Meltdowns don’t just happen because the WiFi isn’t working.  The be honest, the meltdown hasn’t really happened because the Internet has broken but more because there was no warning.  Change is a massive issue.  Children with ASD need to be in control.  They need to know what’s going to happen next.  C hates the doorbell ringing, it means someone has turned up at our house without warning.  The house phone ringing is just as bad.  The postman now leaves parcels in the pouch.  He even signs for them himself because he has been screamed at so many times.

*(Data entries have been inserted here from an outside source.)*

PR #552, opened 2020-10-16
📦 Include symbols (snupkg's) when creating nuget packages.

### LINKED ISSUE #530: Publish snupkg to nuget.org
Even though currently the pdb is inside the nupkg, it doesn't mean it gets published with the final app.
A debugger (i.e VS) by convention will hit a symbol server to look for those. Lets publish our symbols as snupkg) to nuget.org when we publish the packages.

Include sources in the debug package.

PureKrome:
Fixes #530 

While reviewing the code, I've noticed that the CI system is using something called [Zeus](https://zeus.ci/) for release management. So i'm not familiar with that project (sponsored by Sentry, btw 👏🏻 ). As such, I'm guessing certain steps and unable to do a full end-to-end test, so I'm not to sure how successful this PR will be/get.

Basic idea I've done:
- `dotnet pack` includes symbols
- push `nupkg` (currently the status quo) and now also the `snupkg` up to zeus 'artifacts'
- fix up the `build.props` to have the [default suggested source-link settings](https://github.com/dotnet/sourcelink#using-source-link-in-net-projects).

I can't see if the `snupkg`'s do end up getting copied to Zeus. Also, I can't see how to 'release' both if they are up in Zeus.

### DIFF
--- a/CHANGELOG.md
+++ b/CHANGELOG.md
@@ -7,7 +7,7 @@
 * Rename `LogEntry` to `SentryMessage`. Change type of `SentryEvent.Message` from `string` to `SentryMessage`.
 * Change the type of `Gpu.VendorId` from `int` to `string`.
 * Add support for envelopes.
-* Souce-link integration.
+* Publishing symbols package (snupkg) to nuget.org with sourcelink
 
 # 3.0.0-alpha.0
 
--- a/CHANGELOG.md
+++ b/CHANGELOG.md
@@ -3,6 +3,7 @@
 * Rename `LogEntry` to `SentryMessage`. Change type of `SentryEvent.Message` from `string` to `SentryMessage`.
 * Change the type of `Gpu.VendorId` from `int` to `string`.
 * Add support for envelopes.
+* Souce-link integration.
 
 # 3.0.0-alpha.0
 
--- a/src/Directory.Build.props
+++ b/src/Directory.Build.props
@@ -22,12 +22,18 @@
     <PackageIcon>sentry-nuget.png</PackageIcon>
     <PackageProjectUrl>https://sentry.io</PackageProjectUrl>
     <PackageLicenseExpression>MIT</PackageLicenseExpression>
-    <AllowedOutputExtensionsInPackageBuildOutputFolder>$(AllowedOutputExtensionsInPackageBuildOutputFolder);.pdb</AllowedOutputExtensionsInPackageBuildOutputFolder>
 
     <PackageReleaseNotes>Can be found at: https://github.com/getsentry/sentry-dotnet/releases</PackageReleaseNotes>
 
     <!-- Prop required by Microsoft.SourceLink.GitHub -->
+    <!-- Optional: Publish the repository URL in the built .nupkg (in the NuSpec <Repository> element) -->
+    <PublishRepositoryUrl>true</PublishRepositoryUrl>
+    <!-- Optional: Embed source files that are not tracked by the source control manager in the PDB -->
+    <EmbedUntrackedSources>true</EmbedUntrackedSources>
+    <!-- Optional: Build symbol package (.snupkg) to distribute the PDB containing Source Link -->
+    <IncludeSymbols>true</IncludeSymbols>
     <IncludeSourceRevisionInInformationalVersion>false</IncludeSourceRevisionInInformationalVersion>
+
     <Nullable>annotations</Nullable>
   </PropertyGroup>
 
--- a/src/Directory.Build.props
+++ b/src/Directory.Build.props
@@ -32,6 +32,7 @@
     <EmbedUntrackedSources>true</EmbedUntrackedSources>
     <!-- Optional: Build symbol package (.snupkg) to distribute the PDB containing Source Link -->
     <IncludeSymbols>true</IncludeSymbols>
+    <SymbolPackageFormat>snupkg</SymbolPackageFormat>
     <IncludeSourceRevisionInInformationalVersion>false</IncludeSourceRevisionInInformationalVersion>
 
     <Nullable>annotations</Nullable>
--- a/.appveyor.yml
+++ b/.appveyor.yml
@@ -30,6 +30,7 @@ dotnet_csproj:
   package_version: "{version}"
 artifacts:
   - path: '**\*.nupkg'
+  - path: '**\*.snupkg'
 on_success:
   - ps: |
       $env:PATH = 'C:\msys64\usr\bin;' + $env:PATH
--- a/Sentry.sln
+++ b/Sentry.sln
@@ -99,6 +99,19 @@ Project("{2150E333-8FDC-42A3-9474-1A3956D46DE8}") = "scripts", "scripts", "{3454
 		scripts\zeus.sh = scripts\zeus.sh
 	EndProjectSection
 EndProject
+Project("{2150E333-8FDC-42A3-9474-1A3956D46DE8}") = ".github", ".github", "{F267BFB9-C5D5-4018-9D3F-B55443702AEC}"
+	ProjectSection(SolutionItems) = preProject
+		.github\CODEOWNERS = .github\CODEOWNERS
+		.github\ISSUE_TEMPLATE.md = .github\ISSUE_TEMPLATE.md
+		.github\release-drafter.yml = .github\release-drafter.yml
+	EndProjectSection
+EndProject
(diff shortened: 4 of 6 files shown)


CHANGELOG.md
```diff
@@ -3,6 +3,7 @@
 * Rename `LogEntry` to `SentryMessage`. Change type of `SentryEvent.Message` from `string` to `SentryMessage`.
 * Change the type of `Gpu.VendorId` from `int` to `string`.
 * Add support for envelopes.
+* Souce-link integration.
```
bruno-garcia, line 6: We already had sourcelink but pdbs were only shipped inside the `nupkg`.
Maybe:
```suggestion
* Publishing symbols package (snupkg) to nuget.org with sourcelink
```

src/Directory.Build.props
```diff
@@ -22,12 +22,18 @@
...
     <PackageLicenseExpression>MIT</PackageLicenseExpression>
-    <AllowedOutputExtensionsInPackageBuildOutputFolder>$(AllowedOutputExtensionsInPackageBuildOutputFolder);.pdb</AllowedOutputExtensionsInPackageBuildOutputFolder>
 
     <PackageReleaseNotes>Can be found at: https://github.com/getsentry/sentry-dotnet/releases</PackageReleaseNotes>
 
     <!-- Prop required by Microsoft.SourceLink.GitHub -->
+    <!-- Optional: Publish the repository URL in the built .nupkg (in the NuSpec <Repository> element) -->
+    <PublishRepositoryUrl>true</PublishRepositoryUrl>
+    <!-- Optional: Embed source files that are not tracked by the source control manager in the PDB -->
+    <EmbedUntrackedSources>true</EmbedUntrackedSources>
```
bruno-garcia, line 32: What would such files be? This was left out I believe because I didn't understand the value (or couldn't verify it would add value) when I originally added it

src/Directory.Build.props
```diff
@@ -22,12 +22,18 @@
...
+    <!-- Optional: Build symbol package (.snupkg) to distribute the PDB containing Source Link -->
+    <IncludeSymbols>true</IncludeSymbols>
```
bruno-garcia, line 34: Is this needed if the cli paramters are passed? Or do we need the CLI parameters then?
Maybe the csproj alone is enough?

src/Directory.Build.props
```diff
@@ -22,12 +22,18 @@
     <PackageIcon>sentry-nuget.png</PackageIcon>
     <PackageProjectUrl>https://sentry.io</PackageProjectUrl>
     <PackageLicenseExpression>MIT</PackageLicenseExpression>
-    <AllowedOutputExtensionsInPackageBuildOutputFolder>$(AllowedOutputExtensionsInPackageBuildOutputFolder);.pdb</AllowedOutputExtensionsInPackageBuildOutputFolder>
 
     <PackageReleaseNotes>Can be found at: https://github.com/getsentry/sentry-dotnet/releases</PackageReleaseNotes>
 
     <!-- Prop required by Microsoft.SourceLink.GitHub -->
+    <!-- Optional: Publish the repository URL in the built .nupkg (in the NuSpec <Repository> element) -->
+    <PublishRepositoryUrl>true</PublishRepositoryUrl>
```
bruno-garcia, line 30: Is this true by default? I wonder because sourcelink already worked on this repo

bruno-garcia (commented):
Thanks for tackling this one too @PureKrome 
Left a couple notes

PureKrome:
Ta for the feedback, I'll review it later on after i wake up. (nearly 2am here).

here's some results from the draft PR CI/CD..

Okay - so CI passes with some good results:

`snupkg`'s are getting built:
image

`nupkg`'s and `snupkg`'s are also getting collected as artifacts:
image

... and getting uploaded into the artifact storage:
image

and finally, uploaded to Zeus (if the zeus hook variable thingy was set ... which I have no idea why it was not .. i'm guessing because the branch was not `main` or `release/*` ?
image

So I hope this helps?

bruno-garcia:
All looking great @PureKrome 
My notes are just questions, could lift this from draft already eh?
Thanks again for your help and sleep tight 🛌 🇦🇺

src/Directory.Build.props
PureKrome: Tested with just having this (and the `SymbolPackageFormat` setting) in the `csproj` instead of the CLI. Worked. Cheers!

src/Directory.Build.props
PureKrome: I added a new comment in the original issue #530 with some screen shots about this. 

If I set that to `true` or `false`, it still says 'untracked'. Hmmm.

When i add the `ContinuousIntegrationBuild` value in .. i can get better results.

`ContinuousIntegrationBuild`added + `false`

image

`ContinuousIntegrationBuild` added + `true`

image


but if i don't add the `ContinuousIntegrationBuild` value... 

image


---

TL;DR;

To get NuGet package explorer to be 'happy', I need:
- ✔️ `<EmbedUntrackedSources>true</EmbedUntrackedSources>`
- ✔️ `<ContinuousIntegrationBuild>true</ContinuousIntegrationBuild>`

I'm honestly not too sure what these are doing and how they make things better/worse. Or in other words, what effect does it have when i DO NOT include them? Sure i know NuGet Package Explorer cries .. but what is happening behind the scenes?

PureKrome: Got some info on the [CIB setting](https://github.com/clairernovotny/DeterministicBuilds#deterministic-builds).

> This repo shows how to get a fully deterministic build using Source Link. Deterministic builds are important as they enable verification that the resulting binary was built from the specified source and provides traceability.
>
>Deterministic builds require a property to be set to true during CI: ContinuousIntegrationBuild. These should not be enabled during local dev or the debugger won't be able to find the local source files.

So i'll try and make sure the CIB setting is only set via the CLI (because we're using various CI environments right now)

PureKrome: Also, -FINALLY- stumbled across the [docs about the settings](https://github.com/dotnet/sourcelink/blob/master/docs/README.md#embeduntrackedsources).

> Set EmbedUntrackedSources to true to instruct the build system to embed project source files that are not tracked by the source control or imported from a source package to the generated PDB.
>
>If the project generates additional source files that are added to Compile item group in a custom target, this target must run before BeforeCompile target (specify BeforeTargets="BeforeCompile"). Otherwise, these additional source files will not be automatically embedded into the PDB.

Again, I don't really understand what this means with respect to Sentry / Sentry's project system :(

I'm going to leave it IN .. as Nuget Package Manager was having a cry, if it was `false`.

src/Directory.Build.props
PureKrome: Another great question. I found [the docs on this](https://github.com/dotnet/sourcelink/blob/master/docs/README.md#publishrepositoryurl): (Emphasis, mine)

> The URL of the repository supplied by the CI server or retrieved from source control manager is stored in PrivateRepositoryUrl variable.
>
>This value is not directly embedded in build outputs to avoid inadvertently publishing links to private repositories. Instead, PublishRepositoryUrl *needs to be set by the project* in order to publish the URL into RepositoryUrl property, which is used e.g. in the nuspec file generated for NuGet package produced by the project.

To me, this suggests that the default is `FALSE` .. but if that's the case ... how does this work?

I've removed it (locally) and generated a new package .. and  .. it lists the url in there!

I .. don't get it :(

I _think_ this value is _different_ to `<RepositoryUrl>https://github.com/getsentry/sentry-dotnet</RepositoryUrl>` which already exists.

So maybe:
- `<RepositoryUrl>` can be anything, which is meta data for someone to 'know' where the repo is if they want to _manually_ look at code
- `<PublishRepositoryUrl>` maybe related to how the symbol packages are known where to exist? 

I'm thinking, based on the docs, I should put it in there .. mainly because this is a PUBLIC repo.

PureKrome: Also, [asked a question](https://github.com/dotnet/sourcelink/issues/659) in the sourcelink repo.

bruno-garcia (approved):
Thanks for the thorough analysis. Let's add it in!

PureKrome:
Yay! Thanks @bruno-garcia.

One last request: could this get the `hacktoberfest-accepted` label added, please sir?

bruno-garcia:
Sorry I forgot @PureKrome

I have been locked out the house in the pass when a delivery has arrived because C was so upset.

I have cooked more chicken nuggets, sausages and home-made pizzas than most.  And oh boy don’t cook the wrong kind of chicken nugget.  C can tell if I get red juice from the wrong shop.  As he can tell if his crisps are not “his crisps”.  Don’t ever think you can fob off a child with ASD with a different brand than the normal.  They will know and won’t eat it.  Don’t try and be clever and put the cheaper brand into the old more expensive branded packet; it doesn’t work.  Trust me, I’ve tried and failed!  I hate tomato ketchup, really hate it.  But I have it in my handbag, I have it in my car and I have at least one spare bottle in the cupboard.  C will not eat food without it and I am not taking the risk of not having any.  Bread needs to be cut up into squares, and only squares.  Food must not be touching on the plate.  Ketchup must not be touching anything, even though everything has to be dipped into it.  I am not a soft touch, but this is how I rock and roll these days!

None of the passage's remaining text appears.